И засмеялась, прижимаясь лицом к его плечу.
— Деметра, — сказал он, — ты становишься Афродитой.
Утром проснулись — еще только светало.
— Два сна видел, — сказал Соломатин. — Сначала приснилось — будто еду на велосипеде по-над берегом реки, а река внизу, в долине, вьется лентой. Утро будто бы этакое теплое-теплое, парное, с розовыми облаками на небе. А в реке купание по всему течению тут и там люди, крики, смех.
— Ой, и мне снилась река! — подхватила Ольга. — Я купалась, а платье да все прочее будто бы оставила и на том берегу, и на этом.
— Так это была одна и та же река, — решил он. — Ты, небось, видела меня на велосипеде?
— И уж просыпаюсь, думаю: как же я вот сейчас проснусь, а одежу-то свою по берегам не собрала еще! Может, думаю, мне подождать просыпаться, сначала собрать. А на мне будто бы уже платье, а пояска нет. Как же, думаю, без пояска-то? Распояской, что ли, ходить!
— Ты думаешь, это вещий сон? — размышляюще спросил Флавий Михайлович. — Он что-нибудь обозначает?
— Глупых да зряшных снов не бывает, — сказала Ольга. — Не поясок, а себя я потеряла, раз любовника завела.
— Не путай грех со святым делом.
В обед она не пришла, как обещала, — небось, делами ее завалили; или приехал кто-то. Говорила, что комиссию ждут. Или налоговую полицию, есть теперь и такая.
Флавий Михайлович решил подоить Красотку сам, поскольку дело это им не испытанное; значит, надо испытать.

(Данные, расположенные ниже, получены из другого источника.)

PR #348, opened 2015-03-04
Update MX records using DNS Update API / Management UI

benschumacher:
Allow custom MX records via the API / management UI. Useful if a subdomain has a different mail delivery endpoint than the one hosted by MiaB. Can also be used to define secondary MX, but are these ever used anymore...?


nstanke:
If an external MX is set, associated SPF, DKIM & DMARC records aren't valid anymore, so they shoud be removed then. Am I wrong?

JoshData:
Right.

Корова никак не хотела признавать правомерными посягательства чужого человека на ее вымя; он уж угощал Красотку хлебом, подкладывал хорошего сенца — она отходила от него, едва он присаживался сбоку с подойником.
— Ну, мадам, — терпеливо убеждал он ее, — не будьте так строги. Я же не корысти ради, а творческого познания для. По большому-то счету вы не правы, мадам. Каждый из нас должен исполнять свой долг, каждый к чему-то предназначен. И не следует проявлять строптивость там, где это неразумно!
Но опять-таки: он был не из тех, кто отступает перед трудностями, и уговоры его увенчались успехом: покорилась Красотка. Соломатин тискал ее тугое вымя, осторожно потягивал соски, опасаясь, что они могут оторваться. То есть, казалось ему, что вот если потянет сильней — останется сосок в кулаке. Струйка молока попадала ему в рукава, в колени, в полы куртки или просто в навоз, в подойник перепадало мало. И все же маленько он надоил, испытав чувство гордости, словно провел научный эксперимент, принесший ему положительный результат.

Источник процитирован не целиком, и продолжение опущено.